The performance improvement on LBM previously achieved with improved software prefetching (36d4421) seems to have gone lost with https://reviews.llvm.org/D88789. This commit (e00f189) removes a canonicalization that changed 'load double -> store double' to use i64 instead. I notice that there now is one memory access in the loop that LoopDataPrefetch cannot handle, while before there was none. This means that when getMinPrefetchStride() is called on LBM_performStreamCollideTRT NumStridedMemAccesses=92 but NumMemAccesses=93, so the test fails.
That memory instruction gets a SCEV that is not an LSCEVAddRec, but looks like
((8 * r({0,+,20}<nuw><nsw><%for.body> + %.sink571))<nsw> + %dstGrid)
, which is similar to one that is, e.g.
{(152 + %srcGrid)<nuw>,+,160}<nuw><%for.body>
There is still a stride it seems (+20), but it is not as simple of an expression as an LSCEVAddRec which LoopDataPrefetch can handle.
The reasoning in getMinPrefetchStride() tries to establish cases where software prefetching seems likely to be beneficial: too many (more than 16) prefetches may by themselves put an extra load on the LSU which could be bad. If the relatively few prefetches cover many more (more than 32) memory accesses, and there are not any other (non-prefetched) memory accesses that stress the memory systems to make prefetching less likely beneficial, then emit the prefetches. It doesn't seem right to bail just for one non-prefetched access, so it seems reasonable to allow a relatively very small amount of non-prefetched instructions, to make the heuristic more stable. This patch suggests allowing 1 non-prefetched memory access per 32 prefetched ones. This handles LBM, and also gives two prefetches to imagick which however do not seem to play a role.

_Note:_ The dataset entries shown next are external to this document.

Issue #179, opened 2022-12-28
Fix Bit-Sequence


justkawal:
- Fix Encode
- Fix Decode

justkawal:
Completed functionality fixed and made by @Lohann in #186

PR #180, opened 2022-12-28
Fix bit sequence

justkawal:
## Any follow ups?
#177 

## Description
- Fix Bit Sequence Decoding and Encoding

## Why?
#179 

## Testing Plan 
`dart test`


packages/polkadart_scale_codec/lib/src/core/codec.dart
```diff
@@ -454,17 +454,35 @@ class Codec {
...
-    return source.bytes(length).toList();
+    final int length = source.compactLength();
+    final List<int> bits = source.bytes((length / 8).ceil()).toList();
+
+    final List<int> result = List<int>.filled(length, 0);
+
+    for (var i = 0; i < length; i++) {
+      final index = (i / 8).floor();
+      result[i] = (bits[index] >> i) & 1;
+    }
```
Lohann, line 465: There's a bug here when the `length > 8`, please create a test for this.

Lohann: Also what you are doing here is exactly what dart's [bit_array](https://pub.dev/packages/bit_array) does in a more performatic way.

https://pub.dev/documentation/bit_array/latest/bit_array/BitArray-class.html

packages/polkadart_scale_codec/lib/src/core/codec.dart
```diff
@@ -454,17 +454,35 @@ class Codec {
...
+        'BitSequence can have bits of type `List<int>` only.');
+
+    encoder.compact(bits.length);
+
+    final List<int> bytes = List<int>.filled((bits.length / 8).ceil(), 0);
+
+    for (var i = 0; i < bits.length; i++) {
+      final index = (i / 8).floor();
+      bytes[index] |= (bits[i] << i);
+    }
```
Lohann, line 483: Same case here, it doesn't work when `length > 8`

packages/polkadart_scale_codec/test/test_types/bitvec_test.dart
```diff
@@ -11,38 +11,128 @@ void main() {
...
+      final decoded = Codec(types).decode(usageIndex, '0x201b');
+      expect([1, 1, 0, 1, 1, 0, 0, 0], equals(decoded));
+    });
+
+    test(
+        'When \'0x20ff\' is decoded then result \'[1, 1, 1, 1, 1, 1, 1, 1]\' is produced',
+        () {
+      final decoded = Codec(types).decode(usageIndex, '0x20ff');
+      expect([1, 1, 1, 1, 1, 1, 1, 1], equals(decoded));
+    });
```
Lohann, line 101: Please include more tests for with array greater than 8 bits, also use the rust code as reference.

Lohann (changes requested):

packages/polkadart_scale_codec/test/test_types/bitvec_test.dart
```diff
@@ -2,123 +2,195 @@ import 'package:polkadart_scale_codec/polkadart_scale_codec.dart';
...
-  final usageIndex = registry.getIndex('BitVec<u8>');
+    // specifying which type to use.
+    final usageIndex = registry.getIndex('BitVec<u8, bitvec::order::Lsb0>');
 
-  // fetching the parsed types from `Json` to `Type`
-  final types = registry.getTypes();
+    // fetching the parsed types from `Json` to `Type`
+    final types = registry.getTypes();
+    test(
+        'When \'[1, 1, 0, 1, 1]\' is encoded then result \'0x141b\' is produced',
```
pastre, line 17: We need meaningful test messages for all tests

packages/polkadart_scale_codec/test/test_types/bitvec_test.dart
```diff
@@ -2,123 +2,195 @@ import 'package:polkadart_scale_codec/polkadart_scale_codec.dart';
...
+    // Exception on Encode at (lowest - 1) and (highest + 1): `BitVec<u8, bitvec::order::Lsb0>`
+    group('Exception on Encode BitVec<u8, bitvec::order::Lsb0>:', () {
+      test(
+          'should throw exception \'UnexpectedCaseException\' when encoding [-1] which is 1 lesser than lowest acceptable.',
+          () {
+        expect(
+            () => Codec(types).encode(usageIndex, [-1]),
+            throwsA(predicate((e) =>
+                e is UnexpectedCaseException &&
+                e.toString() == 'Invalid byte, unable to encode [-1].')));
```
pastre, line 130: We need a single failing condition for each expectation

pastre: This also applies to all tests

packages/polkadart_scale_codec/lib/src/core/codec.dart
```diff
@@ -453,18 +453,80 @@ class Codec {
...
-    encoder.compact(bits.length * 8);
-    encoder.bytes(bits);
+  void _encodeBitSequence(
+      BitSequenceType def, dynamic bits, ScaleCodecEncoder encoder) {
+    assertionCheck(bits is List<int>,
+        'BitSequence can have bits of type `List<int>` only.');
+
+    int capacity = max(bits.length, _getBitSequenceCapacity(def.bitStoreType));
+
+    capacity = (capacity / 8).ceil() * 8;
```
pastre, line 494: `(capacity / 8).ceil()` is repeating a few times, might be a good idea to create a variable for it

packages/polkadart_scale_codec/lib/src/core/codec.dart
```diff
@@ -453,18 +453,80 @@ class Codec {
...
+  int _getBitSequenceCapacity(int bitStoreTypeIndex) {
+    // setting default capacity to 8
+    if (_types[bitStoreTypeIndex].kind != TypeKind.Primitive) {
+      return 8;
+    }
+    final type = _types[bitStoreTypeIndex] as PrimitiveType;
+    final name = type.primitive.name.toLowerCase();
+    if (name.startsWith('u') == false) {
+      throw UnexpectedCaseException(
+          'BitVec can have Primitives types of unsigned bit only.');
```
pastre, line 526: nit: improve message
```suggestion
      throw UnexpectedCaseException(
          'Expected unsigned bit with `u` prefix, but got $name which can't be decoded');
```

packages/polkadart_scale_codec/lib/src/core/codec.dart
```diff
@@ -453,18 +453,80 @@ class Codec {
...
+    }
+
+    return int.parse(name.substring(1));
```
pastre, line 529: What if `name` is `u`?

pastre (changes requested):

packages/polkadart_scale_codec/test/test_types/bitvec_test.dart
justkawal: @pastre Like ?

packages/polkadart_scale_codec/lib/src/core/core.dart
```diff
@@ -5,6 +5,7 @@ import 'dart:math';
 import 'dart:core' as core;
 import 'dart:core';
 import 'dart:typed_data';
+import 'package:bit_array/bit_array.dart';
```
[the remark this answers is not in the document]
justkawal: Yes, it is. That's why its imported here!! I guess.... 👀

packages/polkadart_scale_codec/test/test_types/bitvec_test.dart
justkawal: I want to be sure that the error is showing the correct error message and its not mistakenly edited in ay further PR. Thats why I prefer to keep the error messages check also.

packages/polkadart_scale_codec/lib/src/core/codec.dart
justkawal: The operation is being done on local variable and I guess there is no need to create the variable or method outside.

packages/polkadart_scale_codec/lib/src/core/registry.dart
```diff
@@ -526,12 +519,36 @@ class TypeRegistry {
...
+              final int orderTypeIndex = _use(resgitryList[1]);
+              return BitSequenceType(
+                bitStoreType: storeTypeIndex,
+                bitOrderType: orderTypeIndex,
+              );
+            default:
+              throw UnexpectedCaseException(
+                  'Unexpected BitVec initialization. Accepted: BitVec, BitVec<u8, bitvec::order::Lsb0>, BitVec<u32, bitvec::order::Lsb0>');
+          }
+        }
```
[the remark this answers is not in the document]
justkawal: Done

packages/polkadart_scale_codec/lib/src/core/registry.dart
```diff
@@ -526,12 +519,36 @@ class TypeRegistry {
...
+                bitStoreType: _use('U8'),
+                bitOrderType: _use('bitvec::order::Lsb0'),
+              );
+            case 2:
+              final resgitryList = assertTwoParams(type);
+              final bit = resgitryList[0];
+              assertionCheck(
+                  bit is RegistryNamedType &&
+                      bit.name.toLowerCase().startsWith('u'),
+                  'BitVec first param must be u8, u16, u32, u64, u128 or u256');
```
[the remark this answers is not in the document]
justkawal: Done

packages/polkadart_scale_codec/lib/src/core/codec.dart
justkawal: Catched and checked.

packages/polkadart_scale_codec/lib/src/core/codec.dart
```diff
@@ -453,18 +453,84 @@ class Codec {
...
+
+    final BitArray bitArray = BitArray.fromUint8List(Uint8List.fromList(bytes));
+
+    final List<int> bits = List.filled(length, 0);
+
+    for (var i = 0; i < length; i++) {
+      bits[i] = bitArray[i] ? 1 : 0;
+    }
+
+    return bits;
```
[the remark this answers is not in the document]
Lohann: The logic here can be simplified as following:

```dart
// get compacted length for filling result
final int length = source.compactLength();

// get the encoded bytes from the source
final Uint8List bytes = source.bytes((capacity / 8).ceil());

// Make bytes.length multiple of 4
final int extraZeros = (4 - (bytes.length % 4)) % 4;
for (var i = 0; i < extraZeros; i++) {
   bytes.insert(0, 0);
}

// Convert Uint8List to BitArray
final bits = BitArray.fromUint8List(bytes);

return bits;
```

Obs: it only works for `LSB`, for `MSB` more code and conversion is needed.

packages/polkadart_scale_codec/test/test_types/bitvec_u32_test.dart
```diff
@@ -0,0 +1,196 @@
...
+      final decoded = Codec(types).decode(usageIndex, '0x201b000000');
+      expect([1, 1, 0, 1, 1, 0, 0, 0], equals(decoded));
+    });
+
+    test(
+        'When \'0x4000000000\' is decoded then result \'[0, 0, 0, 0, 0, 0, 0, 0, 0, 0, 0, 0, 0, 0, 0, 0]\' is produced',
+        () {
+      final decoded = Codec(types).decode(usageIndex, '0x4000000000');
+      expect([0, 0, 0, 0, 0, 0, 0, 0, 0, 0, 0, 0, 0, 0, 0, 0], equals(decoded));
+    });
```
Lohann, line 109: Also create a test with non-zero array, this is a good one to test because is assymetric:
```
[1, 1, 1, 0, 1, 0, 0, 0, 0, 0, 0, 0, 1, 1, 0, 1]
```

Lohann (changes requested):

packages/polkadart_scale_codec/lib/src/core/codec.dart
```diff
@@ -453,18 +453,84 @@ class Codec {
...
+    if (name.startsWith('u') == false) {
+      throw UnexpectedCaseException(
+          'Expected unsigned bit with `u` prefix, but got $name which can\'t be decoded');
+    }
+    if (name.length == 1 || int.parse(name.substring(1)) % 8 != 0) {
+      throw UnexpectedCaseException(
+          'Expected unsigned bit with valid bitSize, but got ${name.length == 1 ? '' : name.substring(1)} which can\'t be decoded.');
+    }
+
+    return int.parse(name.substring(1));
```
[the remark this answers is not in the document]
justkawal: Seems a good one 💯. Nice, Thanks, Done

packages/polkadart_scale_codec/lib/src/core/codec.dart
```diff
@@ -453,18 +453,84 @@ class Codec {
...
+
+    encoder.bytes(
+        bitArray.byteBuffer.asUint8List(0, (capacity / 8).ceil()).toList());
+  }
+
+  int _getBitSequenceCapacity(int bitStoreTypeIndex) {
+    // setting default capacity to 8
+    if (_types[bitStoreTypeIndex].kind != TypeKind.Primitive) {
+      return 8;
+    }
```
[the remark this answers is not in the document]
justkawal: Done ✅

packages/polkadart_scale_codec/lib/src/core/codec.dart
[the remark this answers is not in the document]
justkawal: An issue to track `MSB` is already created: #181

packages/polkadart_scale_codec/test/test_types/bitvec_test.dart
pastre: I agree that we should keep both checks, but I think it's important that we're clear on the error message that we display in our framework. We want developers to be sure of what's going wrong, therefore we need to be specific and as detailed as possible when something fails 
```suggestion
            throwsA(predicate((e) {
                expect(e, isA<UnexpectedCaseException>());
                expect(e.toString(), 'Invalid byte, unable to encode [-1].');
            }
```

In the above suggestion, it's clear why our test fails

packages/polkadart_scale_codec/test/test_types/bitvec_test.dart
pastre: Why are you testing that input? What functionality that test protects? Why is that output produced?
I can't extract meaning out of your current description

packages/polkadart_scale_codec/lib/src/core/codec.dart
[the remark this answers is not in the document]
Lohann: Did you push the changes?  I don't see the refactor

packages/polkadart_scale_codec/lib/src/core/codec.dart
```diff
@@ -453,18 +453,84 @@ class Codec {
...
+          break;
+        default:
+          throw UnexpectedCaseException(
+              'Invalid byte, unable to encode $bits.');
+      }
+    }
+
+    encoder.bytes(
+        bitArray.byteBuffer.asUint8List(0, (capacity / 8).ceil()).toList());
+  }
```
pastre, line 515: @justkawal this is what I mean by create a new variable - also doing some clean up
```suggestion
    final int capacity = max(bits.length, _getBitSequenceCapacity(def.bitStoreType));
    final int byteCapacity =  (capacity / 8).ceil()
    final bitCapacity = byteCapacity * 8;
    final bitArray = BitArray(bitCapacity);

    encoder.compact(bits.length);

    for (var i = 0; i < bits.length; i++) {
      if(i > 1 || i < 0) { continue; } // Not sure if this is necessary
      bitArray[i] = i.isOdd;
    }
    encoder.bytes(bitArray.byteBuffer.asUint8List(0, byteCapacity).toList());
  }
```

packages/polkadart_scale_codec/lib/src/core/codec.dart
pastre: Added another more specific comment

packages/polkadart_scale_codec/lib/src/core/codec.dart
pastre: Nice error message!

packages/polkadart_scale_codec/lib/src/core/codec.dart
```diff
@@ -453,18 +453,84 @@ class Codec {
...
+    final type = _types[bitStoreTypeIndex] as PrimitiveType;
+    final name = type.primitive.name.toLowerCase();
+    if (name.startsWith('u') == false) {
+      throw UnexpectedCaseException(
+          'Expected unsigned bit with `u` prefix, but got $name which can\'t be decoded');
+    }
+    if (name.length == 1 || int.parse(name.substring(1)) % 8 != 0) {
+      throw UnexpectedCaseException(
+          'Expected unsigned bit with valid bitSize, but got ${name.length == 1 ? '' : name.substring(1)} which can\'t be decoded.');
+    }
```
pastre, line 531: I think it's weird to have an empty string when we actually got `'u'`. `name` should provide context for the user on what's wrong
```suggestion
          'Expected unsigned bit with valid bitSize, but got $name which can\'t be decoded.');
    }
```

Alternatively, it might be possible to find a refined heuristic that would differntiate between "stride not found" instructions and "stride found, but not handled" (like the one above). Out of the non-prefetched instructions (NumMemAccesses - NumStridedMemAccesses), there are those that have some kind of known stride, and then also those that do not have any kind of stride at all. A stride would load the h/w prefetcher, which may make s/w prefetching more desirable, but there is also the general load of the memory systems to consider...
Measuring LBM built with e00f189 and the one immediately before (last commit where prefetching happened as intended), it seems that if -min-prefetch-stride=1 is used on both versions, e00f189 may be slightly preferred (34% speedup vs 32%). So e00f189 doesn't seem to be necessarily bad by itself.